WHAT IS NEEDED. Pull out of the data below the stretch of lines bounded by the one containing "int nBEdges, int" and the one containing "-1216,6 +1217,13 @@", both bounds included, unchanged.

(Saved data entries)
PR #307, opened 2020-05-18
Add region classification to apf::deriveMdlFromManifold

zhang-alvin:
PR to add mesh region to model region classification to the 2D/3D functions for deriving a discrete geometry based on mesh entity classifications. 

This is needed for the Proteus project to work correctly with multi-region domains.

Based on how the model is derived, there isn't a clear way to define the bounding surfaces for the model regions or how the regions are separated. I do not know how this will affect mesh adaptation.

### DIFF
--- a/mds/apfMDS.cc
+++ b/mds/apfMDS.cc
@@ -1156,6 +1156,7 @@ void deriveMdlFromManifold(Mesh2* mesh, bool* isModelVert,
 
 void derive2DMdlFromManifold(Mesh2* mesh, bool* isModelVert,
 			     int nBEdges, int (*bEdges)[4],
+                 std::vector<int> regionIDs,
 			     GlobalToVert &globalToVert,
 			     std::map<int, apf::MeshEntity*> &globalToFace)
 {
@@ -1216,6 +1217,13 @@ void derive2DMdlFromManifold(Mesh2* mesh, bool* isModelVert,
         mesh->setIntTag(vertsAdjToEdge[k], classifnTag, newTagData);
       }
     }
+  }
+
+  for (std::vector<int>::iterator it = regionIDs.begin() ; it != regionIDs.end(); ++it)
+  {
+    tagData[0] = 2;
+    tagData[1] = regionIDs[*it];
+    mesh->setIntTag(globalToFace[*it],classifnTag,tagData);
   }
 
   // TODO: Use classifnTag to classify
--- a/mds/apfMDS.cc
+++ b/mds/apfMDS.cc
@@ -1230,9 +1230,45 @@ void derive2DMdlFromManifold(Mesh2* mesh, bool* isModelVert,
 
   for(unsigned int i=0; i<regionIDs.size();i++)
   {
-    tagData[0] = 2;
-    tagData[1] = regionIDs[i];
+    tagData[0] = newTagData[0] = 2;
+    tagData[1] = newTagData[1] = regionIDs[i];
+
     mesh->setIntTag(globalToFace[i],classifnTag,tagData);
+
+    //check edge adjacency and classify if not classified already
+    mesh->getDownward(globalToFace[i], 1, edgesAdjToFace);
+    for (int k = 0; k <2; ++k) {
+        if (mesh->hasTag(edgesAdjToFace[k], classifnTag)) 
+        {
+            mesh->getIntTag(edgesAdjToFace[k], classifnTag, tagData);
+            if (tagData[0] > newTagData[0]) 
+            {
+	             mesh->setIntTag(edgesAdjToFace[k], classifnTag, newTagData);
+            }
+        } 
+        else 
+        {
+            // Edge has no classification, use the region's
+            mesh->setIntTag(edgesAdjToFace[k], classifnTag, newTagData);
+        }
+        
+
+        //get vertices in the meantime
+        mesh->getDownward(edgesAdjToFace[k], 0, vertsAdjToEdge);
+        for (int k = 0; k <2; ++k) {
+            if (mesh->hasTag(vertsAdjToEdge[k], classifnTag)) {
+	            mesh->getIntTag(vertsAdjToEdge[k], classifnTag, tagData);
+                if (tagData[0] > newTagData[0]) {
+	                mesh->setIntTag(vertsAdjToEdge[k], classifnTag, newTagData);
+                }
+            } else {
+                // Vertex has no classification, use the edge's
+                mesh->setIntTag(vertsAdjToEdge[k], classifnTag, newTagData);
+            }
+        }
+
+    }
+
   }
 
   // TODO: Use classifnTag to classify
--- a/mds/apfMDS.cc
+++ b/mds/apfMDS.cc
@@ -1237,7 +1237,7 @@ void derive2DMdlFromManifold(Mesh2* mesh, bool* isModelVert,
 
     //check edge adjacency and classify if not classified already
     mesh->getDownward(globalToFace[i], 1, edgesAdjToFace);
-    for (int k = 0; k <2; ++k) {
+    for (int k = 0; k < 3; ++k) {
         if (mesh->hasTag(edgesAdjToFace[k], classifnTag)) 
         {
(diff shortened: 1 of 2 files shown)


zhang-alvin:
initialClassification
postAdaptClassification

So it looks like some additional classification info will be needed to ensure that new elements have the same region classification as the parents.

mortezah:
> initialClassification
> postAdaptClassification
> 
> So it looks like some additional classification info will be needed to ensure that new elements have the same region classification as the parents.

is this a 2D example?

zhang-alvin:
> > initialClassification
> > postAdaptClassification
> > So it looks like some additional classification info will be needed to ensure that new elements have the same region classification as the parents.
> 
> is this a 2D example?

Yes. Do you have an idea of what might be needed to preserve the region classification in this context?

mortezah:
> > > initialClassification
> > > postAdaptClassification
> > > So it looks like some additional classification info will be needed to ensure that new elements have the same region classification as the parents.
> > 
> > 
> > is this a 2D example?
> 
> Yes. Do you have an idea of what might be needed to preserve the region classification in this context?

Can you have the meshes overlay on each other? I want to see what is the operator causing this.

zhang-alvin:
@mortezah 

overlay_withCoarsen

I've set the initial mesh edges to be colored white whereas the adapted mesh to be colored black. The dark blue patches seem to result from edge swaps and collapses.

mortezah:
> @mortezah
> 
> overlay_withCoarsen
> 
> I've set the initial mesh edges to be colored white whereas the adapted mesh to be colored black. The dark blue patches seem to result from edge swaps and collapses.

That does not seem to be always the case. When you do the adapt can you set in->shouldCoarsen = false, so we now that we only have refinement and swap happening?

mortezah:
One more question. Does this happen for 3D meshes?

mortezah:
One last question. If the new regions (the ones in dark blue in the pictures) are not classified on the correct regions, what are they classified on? Do they even have classifications?

zhang-alvin:
overlay_withNoCoarsen

Overlay with `in->shouldCoarsen=false`. I have not checked with 3D meshes but I suspect similar issues/problems will arise.

zhang-alvin:
> One last question. If the new regions (the ones in dark blue in the pictures) are not classified on the correct regions, what are they classified on? Do they even have classifications?

Good question. This output suggests that were classified on a region with ID 0, although no such region should exist in the original mesh.

zhang-alvin:
@mortezah , let me know if this will be simpler to explain/discuss via a slack call, if you have an idea of what might be happening.

mortezah:
> > One last question. If the new regions (the ones in dark blue in the pictures) are not classified on the correct regions, what are they classified on? Do they even have classifications?
> 
> Good question. This output suggests that were classified on a region with ID 0, although no such region should exist in the original mesh.

So when you define the classifications for a given mesh region to be on a given model region, what do you do for the bounding entities of that region? 

One more thought. Can you maybe try a two-region mesh that is generated with simmetrix (converted to pumi) and some made-up size field and see if the same thing happens after adapt?
I have a 2D mesh/model with 2 regions here https://www.dropbox.com/s/tegx5xh4gnmreey/mesh_model.zip?dl=1

zhang-alvin:
> > > One last question. If the new regions (the ones in dark blue in the pictures) are not classified on the correct regions, what are they classified on? Do they even have classifications?
> > 
> > 
> > Good question. This output suggests that were classified on a region with ID 0, although no such region should exist in the original mesh.
> 
> So when you define the classifications for a given mesh region to be on a given model region, what do you do for the bounding entities of that region?
> 
> One more thought. Can you maybe try a two-region mesh that is generated with simmetrix (converted to pumi) and some made-up size field and see if the same thing happens after adapt?
> I have a 2D mesh/model with 2 regions here https://www.dropbox.com/s/tegx5xh4gnmreey/mesh_model.zip?dl=1

I think the first thought regarding bounding entities of the model region is the likely cause of the issue. As of now, there is no such information being supplied. There is no information being propagated down to lower dimensional entities either, so a vertex in the model region does not have the right classification.

mortezah:
> > > > One last question. If the new regions (the ones in dark blue in the pictures) are not classified on the correct regions, what are they classified on? Do they even have classifications?
> > > 
> > > 
> > > Good question. This output suggests that were classified on a region with ID 0, although no such region should exist in the original mesh.
> > 
> > 
> > So when you define the classifications for a given mesh region to be on a given model region, what do you do for the bounding entities of that region?
> > One more thought. Can you maybe try a two-region mesh that is generated with simmetrix (converted to pumi) and some made-up size field and see if the same thing happens after adapt?
> > I have a 2D mesh/model with 2 regions here https://www.dropbox.com/s/tegx5xh4gnmreey/mesh_model.zip?dl=1
> 
> I think the first thought regarding bounding entities of the model region is the likely cause of the issue. As of now, there is no such information being supplied. There is no information being propagated down to lower dimensional entities either, so a vertex in the model region does not have the right classification.

That is also my suspicion. In general, any mesh entity has to have a __unique__ classification. More specifically, each mesh entity has to be classified on the lowest possible dimension model entity. In other words, if M<sub>i</sub><sup>d<sub>i</sub></sup> is classified on G<sub>j</sub><sup>d<sub>j</sub></sup> then d<sub>i</sub> <= d<sub>j</sub>

zhang-alvin:
Okay, I think I'll be able to classify the "interior" vertices with the appropriate region classification. This won't resolve the missing bounding entities for the regions.

Is it possible to bound a model region in the following manner: 
Classification

Currently, the derived model function creates model edges that need not be contiguous. So is it reasonable to bound region 0 with edges {10,5,1}.

mortezah:
> Okay, I think I'll be able to classify the "interior" vertices with the appropriate region classification. This won't resolve the missing bounding entities for the regions.
> 
> Is it possible to bound a model region in the following manner:
> Classification
> 
> Currently, the derived model function creates model edges that need not be contiguous. So is it reasonable to bound region 0 with edges {10,5,1}.

A proper model would never look like the one you have shown in the picture. That being said, you might be able to do that (i.e., bounding model region 0 with edges 10, 5, 1) and get the mesh adapt to work, but note that there is going to be a problem if you ever have a mesh edge that connects the top and bottom model edges (the ones shown as edge 5 in your picture).

Also, I don't think that is the issue for the swaps failing to classify things properly (at least for the swaps that are happening away from any boundary). For a mesh region that is completely inside a given model region (i.e., no intersection with any boundary of the model) one needs to classify that mesh region an all of its downward entities (in your 2D example verts and edges) on the same model region. That should fix the problem with interior swaps.  The ones on the boundary are a bit trickier.

zhang-alvin:
> > Okay, I think I'll be able to classify the "interior" vertices with the appropriate region classification. This won't resolve the missing bounding entities for the regions.
> > Is it possible to bound a model region in the following manner:
> > Classification
> > Currently, the derived model function creates model edges that need not be contiguous. So is it reasonable to bound region 0 with edges {10,5,1}.
> 
> A proper model would never look like the one you have shown in the picture. That being said, you might be able to do that (i.e., bounding model region 0 with edges 10, 5, 1) and get the mesh adapt to work, but note that there are going to be a problem. For example, if you ever have a mesh edge that connects the top and bottom model edges (the ones shown as edge 5 in your picture).
> 
> Also, I don't think that is the issue for the swaps failing to classify things properly (at least for the swaps that are happening away from any boundary). For a mesh region that is completely inside a given model region (i.e., no intersection with any boundary of the model) one needs to classify that mesh region an all of its downward entities (in your 2D example verts and edges) on the same model region. That should fix the problem with interior swaps. The ones on the boundary are a bit trickier.

Yes this was never really meant to be a fully functioning model. This started off primarily as a hack to get Proteus working with adaptivity since there isn't a proper way to generate a model. We're actually looking into the Capstone workflow, so that might be the long-term solution. I'll try the downward classifications to resolve the swap issue.

zhang-alvin:
Going to close this for now since it doesn't since adding downward classification in 3D isn't sufficient to avoid errors.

YOUR SOLUTION.
 			     int nBEdges, int (*bEdges)[4],
+                 std::vector<int> regionIDs,
 			     GlobalToVert &globalToVert,
 			     std::map<int, apf::MeshEntity*> &globalToFace)
 {
@@ -1216,6 +1217,13 @@ void derive2DMdlFromManifold(Mesh2* mesh, bool* isModelVert,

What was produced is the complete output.